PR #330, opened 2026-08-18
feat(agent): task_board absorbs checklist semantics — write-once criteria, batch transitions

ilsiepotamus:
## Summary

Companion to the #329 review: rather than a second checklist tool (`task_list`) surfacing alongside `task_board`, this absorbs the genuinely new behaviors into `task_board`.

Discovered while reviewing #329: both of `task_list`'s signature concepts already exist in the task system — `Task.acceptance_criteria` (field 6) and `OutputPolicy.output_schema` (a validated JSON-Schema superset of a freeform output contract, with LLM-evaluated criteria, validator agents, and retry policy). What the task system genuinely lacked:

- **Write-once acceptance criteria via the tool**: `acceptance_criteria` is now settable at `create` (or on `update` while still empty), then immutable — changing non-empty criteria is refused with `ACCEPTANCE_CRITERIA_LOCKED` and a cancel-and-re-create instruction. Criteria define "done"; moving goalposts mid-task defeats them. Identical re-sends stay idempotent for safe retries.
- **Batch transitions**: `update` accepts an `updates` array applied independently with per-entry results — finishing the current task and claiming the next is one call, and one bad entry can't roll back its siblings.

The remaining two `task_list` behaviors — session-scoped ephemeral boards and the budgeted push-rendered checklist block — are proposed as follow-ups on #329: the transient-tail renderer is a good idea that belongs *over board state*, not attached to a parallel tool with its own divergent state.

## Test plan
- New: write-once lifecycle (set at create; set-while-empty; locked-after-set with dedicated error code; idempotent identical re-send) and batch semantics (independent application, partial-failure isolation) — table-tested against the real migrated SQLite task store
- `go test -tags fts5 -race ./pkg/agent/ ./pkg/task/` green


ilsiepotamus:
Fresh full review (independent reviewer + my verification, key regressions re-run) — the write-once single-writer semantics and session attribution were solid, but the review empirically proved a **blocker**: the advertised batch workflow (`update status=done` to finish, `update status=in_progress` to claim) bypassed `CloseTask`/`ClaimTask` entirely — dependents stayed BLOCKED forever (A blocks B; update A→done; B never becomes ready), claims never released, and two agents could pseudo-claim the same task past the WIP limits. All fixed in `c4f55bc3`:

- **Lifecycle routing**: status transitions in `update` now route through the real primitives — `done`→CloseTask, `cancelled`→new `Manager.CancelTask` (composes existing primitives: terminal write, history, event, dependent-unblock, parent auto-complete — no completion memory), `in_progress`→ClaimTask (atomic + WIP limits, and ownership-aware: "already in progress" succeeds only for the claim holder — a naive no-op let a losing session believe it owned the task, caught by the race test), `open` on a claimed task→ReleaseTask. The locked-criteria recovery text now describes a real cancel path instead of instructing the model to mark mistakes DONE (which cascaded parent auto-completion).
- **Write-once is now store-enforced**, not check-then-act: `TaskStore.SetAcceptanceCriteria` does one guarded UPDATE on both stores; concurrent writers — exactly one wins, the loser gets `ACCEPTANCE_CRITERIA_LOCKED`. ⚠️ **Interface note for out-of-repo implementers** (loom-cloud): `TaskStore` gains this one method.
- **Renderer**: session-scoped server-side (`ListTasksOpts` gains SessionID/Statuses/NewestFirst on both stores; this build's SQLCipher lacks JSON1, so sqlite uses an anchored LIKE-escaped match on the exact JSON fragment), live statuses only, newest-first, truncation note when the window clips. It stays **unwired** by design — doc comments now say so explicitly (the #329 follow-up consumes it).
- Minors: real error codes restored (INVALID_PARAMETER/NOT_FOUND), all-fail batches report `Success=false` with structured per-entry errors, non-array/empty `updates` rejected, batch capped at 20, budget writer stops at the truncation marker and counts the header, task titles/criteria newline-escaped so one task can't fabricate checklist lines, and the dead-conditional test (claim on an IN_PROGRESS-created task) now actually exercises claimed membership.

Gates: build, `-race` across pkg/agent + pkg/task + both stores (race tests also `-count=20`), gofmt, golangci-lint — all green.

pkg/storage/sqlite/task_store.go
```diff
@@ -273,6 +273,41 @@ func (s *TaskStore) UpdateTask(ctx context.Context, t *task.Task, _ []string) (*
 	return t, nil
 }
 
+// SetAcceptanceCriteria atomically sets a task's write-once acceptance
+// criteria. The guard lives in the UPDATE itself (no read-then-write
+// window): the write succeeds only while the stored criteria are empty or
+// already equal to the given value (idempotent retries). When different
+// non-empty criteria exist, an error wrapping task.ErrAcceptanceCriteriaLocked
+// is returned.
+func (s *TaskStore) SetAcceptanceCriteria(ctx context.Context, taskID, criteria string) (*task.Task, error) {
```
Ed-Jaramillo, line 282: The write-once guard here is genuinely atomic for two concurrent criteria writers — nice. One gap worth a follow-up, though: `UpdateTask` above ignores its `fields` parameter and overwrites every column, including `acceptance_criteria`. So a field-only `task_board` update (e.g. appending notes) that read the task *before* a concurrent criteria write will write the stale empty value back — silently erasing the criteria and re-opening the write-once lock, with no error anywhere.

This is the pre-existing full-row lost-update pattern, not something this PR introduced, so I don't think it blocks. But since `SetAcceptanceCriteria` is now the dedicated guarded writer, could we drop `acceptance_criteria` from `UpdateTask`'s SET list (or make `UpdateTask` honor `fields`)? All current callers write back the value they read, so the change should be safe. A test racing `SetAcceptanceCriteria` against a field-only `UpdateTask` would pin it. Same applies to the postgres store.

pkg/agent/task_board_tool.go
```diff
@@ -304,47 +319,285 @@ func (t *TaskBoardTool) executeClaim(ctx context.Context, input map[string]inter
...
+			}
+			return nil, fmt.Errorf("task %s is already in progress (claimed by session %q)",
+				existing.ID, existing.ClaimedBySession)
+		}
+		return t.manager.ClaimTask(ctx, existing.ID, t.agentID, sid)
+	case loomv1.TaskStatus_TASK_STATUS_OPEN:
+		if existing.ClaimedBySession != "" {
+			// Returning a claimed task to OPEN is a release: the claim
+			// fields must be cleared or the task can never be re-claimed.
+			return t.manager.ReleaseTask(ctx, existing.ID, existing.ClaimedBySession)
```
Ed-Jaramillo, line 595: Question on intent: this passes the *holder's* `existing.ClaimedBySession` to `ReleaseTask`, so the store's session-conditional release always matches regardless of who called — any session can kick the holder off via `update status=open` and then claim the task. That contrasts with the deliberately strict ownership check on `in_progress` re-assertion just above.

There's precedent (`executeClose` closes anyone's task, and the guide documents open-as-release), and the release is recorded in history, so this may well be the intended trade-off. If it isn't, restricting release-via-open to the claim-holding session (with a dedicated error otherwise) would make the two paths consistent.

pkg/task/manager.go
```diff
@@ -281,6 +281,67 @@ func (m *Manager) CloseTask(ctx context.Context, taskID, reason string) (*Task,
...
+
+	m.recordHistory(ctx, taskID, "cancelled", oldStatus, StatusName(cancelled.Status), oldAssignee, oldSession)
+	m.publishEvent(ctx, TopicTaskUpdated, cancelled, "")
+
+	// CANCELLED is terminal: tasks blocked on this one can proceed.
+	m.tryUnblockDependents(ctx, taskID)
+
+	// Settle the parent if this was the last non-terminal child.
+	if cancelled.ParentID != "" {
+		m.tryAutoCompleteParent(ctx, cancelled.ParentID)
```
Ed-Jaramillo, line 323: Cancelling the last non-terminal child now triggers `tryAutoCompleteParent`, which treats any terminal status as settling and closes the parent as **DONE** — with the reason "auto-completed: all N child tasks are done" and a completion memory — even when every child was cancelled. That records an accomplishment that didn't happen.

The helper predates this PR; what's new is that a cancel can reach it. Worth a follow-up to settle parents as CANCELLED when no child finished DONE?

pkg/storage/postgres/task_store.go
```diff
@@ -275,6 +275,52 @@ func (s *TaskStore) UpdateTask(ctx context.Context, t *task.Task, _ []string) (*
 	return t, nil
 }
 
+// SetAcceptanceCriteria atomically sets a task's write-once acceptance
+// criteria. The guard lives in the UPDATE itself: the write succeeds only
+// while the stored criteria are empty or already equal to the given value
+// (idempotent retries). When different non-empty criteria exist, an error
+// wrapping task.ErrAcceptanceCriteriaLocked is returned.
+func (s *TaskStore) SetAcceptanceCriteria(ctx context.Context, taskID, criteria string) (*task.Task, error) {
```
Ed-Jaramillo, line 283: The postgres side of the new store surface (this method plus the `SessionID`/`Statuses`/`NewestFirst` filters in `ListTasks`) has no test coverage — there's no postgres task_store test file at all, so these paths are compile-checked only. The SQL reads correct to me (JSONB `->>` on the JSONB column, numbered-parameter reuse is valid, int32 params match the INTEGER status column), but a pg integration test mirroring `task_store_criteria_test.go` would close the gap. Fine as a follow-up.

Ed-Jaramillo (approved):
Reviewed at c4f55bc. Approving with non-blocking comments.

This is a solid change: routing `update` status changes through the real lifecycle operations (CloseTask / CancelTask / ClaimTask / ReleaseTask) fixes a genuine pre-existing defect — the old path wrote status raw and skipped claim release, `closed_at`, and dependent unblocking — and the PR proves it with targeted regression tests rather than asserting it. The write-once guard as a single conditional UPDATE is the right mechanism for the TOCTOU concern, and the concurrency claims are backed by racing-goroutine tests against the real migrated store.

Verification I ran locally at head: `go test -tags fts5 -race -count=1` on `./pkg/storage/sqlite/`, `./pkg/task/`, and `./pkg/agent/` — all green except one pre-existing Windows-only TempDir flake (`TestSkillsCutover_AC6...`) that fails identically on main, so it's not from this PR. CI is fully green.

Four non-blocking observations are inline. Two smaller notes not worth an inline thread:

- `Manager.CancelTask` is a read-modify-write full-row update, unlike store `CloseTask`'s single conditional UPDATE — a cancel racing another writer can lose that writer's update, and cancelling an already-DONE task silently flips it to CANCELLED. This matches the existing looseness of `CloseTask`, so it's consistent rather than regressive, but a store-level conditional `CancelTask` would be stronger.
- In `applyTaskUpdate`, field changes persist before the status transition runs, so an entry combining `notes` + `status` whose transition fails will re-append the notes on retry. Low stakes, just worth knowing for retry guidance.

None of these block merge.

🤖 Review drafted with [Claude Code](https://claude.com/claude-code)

_ _ _ _ _

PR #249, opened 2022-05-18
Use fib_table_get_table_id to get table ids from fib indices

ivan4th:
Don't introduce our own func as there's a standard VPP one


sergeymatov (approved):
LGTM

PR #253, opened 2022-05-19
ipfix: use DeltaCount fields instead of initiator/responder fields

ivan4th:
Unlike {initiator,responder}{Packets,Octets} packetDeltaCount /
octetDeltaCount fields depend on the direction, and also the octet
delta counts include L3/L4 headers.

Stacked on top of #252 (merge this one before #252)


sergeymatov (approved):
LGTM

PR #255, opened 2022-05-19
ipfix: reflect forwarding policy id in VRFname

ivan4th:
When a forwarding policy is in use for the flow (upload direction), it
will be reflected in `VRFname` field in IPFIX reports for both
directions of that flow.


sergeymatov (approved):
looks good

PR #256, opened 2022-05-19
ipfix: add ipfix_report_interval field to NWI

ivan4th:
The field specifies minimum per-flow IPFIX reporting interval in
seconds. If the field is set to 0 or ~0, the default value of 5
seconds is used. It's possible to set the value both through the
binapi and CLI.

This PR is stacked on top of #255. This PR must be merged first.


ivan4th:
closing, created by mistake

_ _ _ _ _

ACTIVITY ▸
Search the listing for "wrapping" and show every line where it occurs.

ANSWER SECTION ▸
+// non-empty criteria exist, an error wrapping task.ErrAcceptanceCriteriaLocked
+// wrapping task.ErrAcceptanceCriteriaLocked is returned.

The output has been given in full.